Les risques évolutifs & les circonstances de découverte

1) Le risque principal des MAV est la rupture et donc l’hémorragie. Une hémorragie se produit au sein du cerveau, autour de la lésion. Cette hémorragie peut être grave en terme de menace fonctionnelle ou même vitale. C’est le mode de découverte le plus fréquent. Le risque annuel de rupture est évalué entre1% et 4% par an ; il est cumulatif et donc globalement d’autant plus élevé que le sujet est plus jeune. Après une première hémorragie le risque est doublé dans l’année qui suit puis revient au taux annuel de base.

 

2) Les crises d’épilepsie constituent le deuxième mode de révélation des MAV, dans 30% des cas ; elles sont liées à une irritation du cerveau situé autour de la lésion.

 

3) Plus rarement le détournement de sang provoqué par une volumineuse MAV aboutit à une souffrance ischémique du cerveau. Progressivement se constitue un déficit neurologique moteur ou neuropsychologique.

 

4) De plus en plus souvent la MAV est une découverte fortuite lors d’un scanner ou d’une IRM réalisés pour un autre problème

 

Le diagnostic est fait sur le scanner et/ou l’IRM. Sauf exception, il n’est pas nécessaire de recourir à une angiographie cérébrale pour faire le diagnostic d’une MAV. Mais cet examen est indispensable pour prendre une décision thérapeutique.

 

Le but du traitement est de faire disparaitre la MAV afin de mettre le patient à l’abri d’une hémorragie.

Les modes de traitement

Trois modalités de traitement sont aujourd’hui à notre disposition : 

 

L’embolisation par voie endovasculaire, la chirurgie et la radiochirurgie stéréotaxique. Ces trois formes de traitement ont des indications assez précises qui sont discutées entre Neurochirurgiens, Neuroradiologues et Radiothérapeutes. Parfois, ces traitements sont combinés pour obtenir une occlusion ou une éradication complète et définitive, ce qui est l’objectif principal et essentiel.

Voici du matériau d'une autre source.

Issue #114, opened 2017-05-25
Implement RFC4880 3.7.1.3 Iterated and Salted S2K


ronaldtse:
As title. Location: https://github.com/riboseinc/rnp/blob/f20e993e7b7e9e11e70f9b71f1db2b005746454c/src/lib/create.c#L481

randombit:
Maybe useful reference, Botan used to include this (was dropped some years ago because it was not particularly useful outside the context of a full PGP impl, and hey here we are). The last commit before it was removed is

https://github.com/randombit/botan/tree/75db296a459a9e25b112207707cc5e26a6f2b872/src/pbkdf/pgps2k

ronaldtse:
Things do come circle! @randombit any chance of re-instating this in botan?

randombit:
@ronaldtse Yes I think re-adding this to Botan (as well as the non-iterated S2K currently implemented in rnp) then changing rnp to use the PBKDF ffi interface is the way to go.

randombit:
Weirdly packet-parse.c already implements iterated S2K, but create.c doesn't, and it appears there is a third implementation of it in `ssh2pgp.c`. Yuk. Anyway I'll clean all that up as part of this issue.

ronaldtse:
You must have had a good idea in mind when you found all these 3 implementations. Thanks @randombit 😄

ronaldtse:
Closed with #140 .

Issue #106, opened 2017-05-23
See if we can make hash handling a bit more consistent and improve related tests


dewyatt:
Related discussion in https://github.com/riboseinc/rnp/pull/96

It looks like there are a few different places that deal with hashes that are a bit scattered around.
I wonder if we can improve this:

* `pgp_is_hash_alg_supported`
* `pgp_hash_any`
* `pgp_str_to_hash_alg`

Additionally, with the current tests, there are a few errors that are printed out because these functions need updates, but the tests pass (probably by defaulting to a different algorithm):

* `pgp_hash_any: bad algorithm` (`pgp_hash_any`)
* `Ignoring unknown hash algo 'RIPEMD160'` (`pgp_str_to_hash_alg`)
* `Ignoring unknown hash algo 'SHA224'` (`pgp_str_to_hash_alg`)

ronaldtse:
Fully agree with @dewyatt . I'm hoping that we can consolidate all these in a separate file per hash algorithm.

ronaldtse:
@randombit will be working on this. Would be great if we can make it much simpler to add hash algorithms with a single touch point. Thanks!

randombit:
Think this is done with #135 - adding a new hash now requires just modifying `hash.h` to add the codepoint and `hash.c` to modify a couple of lookup tables.

ronaldtse:
Thanks @randombit !

PR #135, opened 2017-05-26
Cleanup digest code

randombit:
Addressing #106 

Lot of changes in here but nothing too scary. Did not make `pgp_hash_t` completely opaque because some places create `pgp_hash_t` structs on the stack and I didn't want to change them all. However it removes the function pointer members (init, add, finish) and forces all operations to go through functions, instead of accessing any `pgp_hash_t` struct members directly. So opaque in practice at least, and a stepping stone for making the struct fully (actually) opaque.

Another change is removing the (IMO) weird system of calling `pgp_hash_any` then having to call `hash->init` afterwards - now `pgp_hash_create` does both operations. Also removed the algorithm specific constructors (like `pgp_hash_md5`) in favor of `pgp_hash_create(&hash, PGP_HASH_MD5)`

I also removed the `digest_t` wrapper from `rnpv` that was just wrapping `pgp_hash_t`.

Again wrt #101 it doesn't seem like there is any need to split up `hash.c` into multiple files anymore, everything is just handled by a couple of switches. Adding a hash now just means modifying `hash.h` (to add the PGP codepoint to `pgp_hash_alg_t` - I moved this enum from `packet.h`) and then at the top of `hash.c` to add the name.

Oh, git in its infinite wisdom seems to have somehow deduced that I moved `rnpv/digest.h` to `src/lib/hash.h`. In fact `hash.h` was added in the first commit, then `digest.h` deleted later, but I guess they have enough text in common that git decided it was a move, even though the file was added in a commit before the commit where to the 'source' file was removed. So the diff looks weird there. (wtf git)


randombit:
@dewyatt Yeah that will go away when I fix #114

ronaldtse:
The removal of `hash->init` is extremely welcome and just makes the flow so much easier to understand. Thanks @randombit !

ronaldtse:
@randombit in the changes there are some places where it accounts for undefined SHA-1 and MD5 (via `BOTAN_HAS_x`), but both are "required" in RFC 4880. Maybe we should change it to a switch that if those aren't defined, then rnp should fail outright?

randombit:
@ronaldtse Sounds good I will make a change so configure tests for the essential feature macros (RSA, PKCS1v15 padding, SHA-1, etc) and fails if any are not available in the Botan build.

ronaldtse:
Great plan, thanks @randombit !

PR #139, opened 2017-05-28
Jsonc port

zgyarmati:
Fixing #7, doesn't really touch any other parts of the code just the rnpkeys' sources and the corresponding json creating/dumping functions, unlikely to conflict with any ongoing changes, maybe only in the auto{make|conf} files, just let me know if this happen


src/rnpkeys/rnpkeys.c
```diff
@@ -182,8 +181,9 @@ print_usage(const char *usagemsg)
 static int
 match_keys(rnp_t *rnp, FILE *fp, char *f, const int psigs)
 {
-	char	*json;
+	char	*json = NULL;
 	int	 idc;
+//    rnp_list_keys_json(rnp, &json, psigs);
```
ronaldtse: This comment should be removed?

src/lib/rnp.c
```diff
@@ -637,10 +639,9 @@ p(FILE *fp, const char *s, ...)
 
 /* print a JSON object to the FILE stream */
 static void
-pobj(FILE *fp, mj_t *obj, int depth)
+pobj(FILE *fp,  json_object *obj, int depth)
```
ronaldtse: Extra space in front of `json_object`?

src/lib/rnp.c
```diff
@@ -705,77 +702,96 @@ ptimestr(char *dest, size_t size, time_t t)
...
-	mj_t	*sub;
-	int	 i;
 
 	if (pgp_get_debug_level(__FILE__)) {
-		mj_asprint(&s, obj, MJ_HUMAN);
-		(void) fprintf(stderr, "formatobj: json is '%s'\n", s);
-		free(s);
+		(void) fprintf(stderr, "formatobj: json is '%s'\n", json_object_to_json_string(obj));
 	}
+#if 0 //?
```
ronaldtse: Could we handle the "revoked" case here which was commented out as well?

ronaldtse:
@zgyarmati thank you for this and to @dewyatt on the CI! Just some minor changes requested.

src/lib/rnp.c
zgyarmati: Good point, i missed to clean this up, and there is a potential issue here:
we handle the scenario when an userid is revoked (see line 767), but this code-part supposed to check whether the whole cert is revoked, however so far i can't find any evidence that this information can get into the generated .json (see the pgp_sprint_mj() function in the lib/packet-print.c file, which might be a flaw already in the original json generation, but i might missed something here, what do you think?

ronaldtse:
@zgyarmati the commit 71a1247 seems to have changed a lot of formatting between whitespaces and tabs. I understand that our current unclear policy on whitespaces vs tabs is confusing. In any case, can we revert 71a1247 first, and only change the two minor issues to prevent whitespaces clobbering up proper code history? Sorry for the trouble 👍

zgyarmati:
OK, gonna do that. Basically what happened is that my editor was set to use space indent, so the code i added was space indented while the rest of those files used tabs, so i thought better to set it back. Indeed, a policy would come handy on this :)

dewyatt:
I'm actively working on a whitespace/style policy as part of https://github.com/riboseinc/rnp/issues/61, which will likely include an auto-formatting tool (`uncrustify` or `clang-format`). Sorry it's not quite ready for review yet.

zgyarmati:
OK, sounds perfect, then IMHO till that we can ignore any whitespace formatting and get it right in one step.

ronaldtse:
Thank you @zgyarmati ! Merged!

dewyatt:
Actually, I hate to do this, but can we undo this and revert https://github.com/riboseinc/rnp/commit/71a124702a7bf65b6f705014d540f0110471bdb9 ?
It looks like the whitespace changes also occurred inside literal strings, which is probably not something we should let through right now.

zgyarmati:
@dewyatt it was reverted (2019ccb056d9921d0e7c510e9b72f98a2c44210a) before merge (per @ronaldtse's request), so we are set, sorry for the noise!

dewyatt:
@zgyarmati I see now, thanks!

ronaldtse:
@dewyatt I probably should have been more diligent with clearing off the revert entirely with a rebase. 😿

PR #142, opened 2017-05-29

flowher:
* Improves `set_core_dumps` readability


flowher:
argh....

PR #143, opened 2017-05-29

flowher:
* Makes set_core_dumps more readable


flowher:
Argh... let me re-do this commit

PR #145, opened 2017-05-30

flowher:
* Makes set_core_dumps more readable


ronaldtse:
Looks great. Thanks @flowher for the fix!

ronaldtse:
It looks like places like write_seckey_body still have hard coded key lengths for CAST. We should make a new issue to clean them up all at once.

randombit:
@ronaldtse All of those cases are resolved in #140

ronaldtse:
Got it, thanks @randombit !

PR #146, opened 2017-05-30
This code can't be build without json-c, fix it

catap:
The beset way is made it optional and don't try to build the code with json-c dependencies but stop at configure is better that pass it and crash at building.


zgyarmati:
Indeed, thx for spotting and patching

Concernant la MAV de Line, le traitement retenu par ses neurochirurgiens a été l'embolisation qui a nécessité huit séances réparties sur plus de deux ans. La première a eu lieu alors que Line n'avait que cinq mois et la dernière à l'aube de ses trois ans. 

 

L’embolisation par voie endovasculaire se propose d’occlure les vaisseaux anormaux en y injectant une colle acrylique. Il est souvent difficile d’obtenir une occlusion complète et définitive de la MAV par ce seul traitement même avec plusieurs séances d’embolisation. L’éradication complète de la MAV n’est obtenue que dans 15% des cas.

Les risques du traitement

Rarement l’embolisation permet à elle seule un traitement complet de la MAV.  Elle doit le plus souvent être complétée par une chirurgie ou une radiochirurgie. L’embolisation n’est elle-même pas sans risque de complications potentielles : 

  •   liées à l’anesthésie générale
  •   risques d’hémorragie par rupture de la MAV lors de l’embolisation ou dans les heures qui suivent 
  •   risque d’ischémie par occlusion ou par spasme de vaisseaux à proximité de la MAV.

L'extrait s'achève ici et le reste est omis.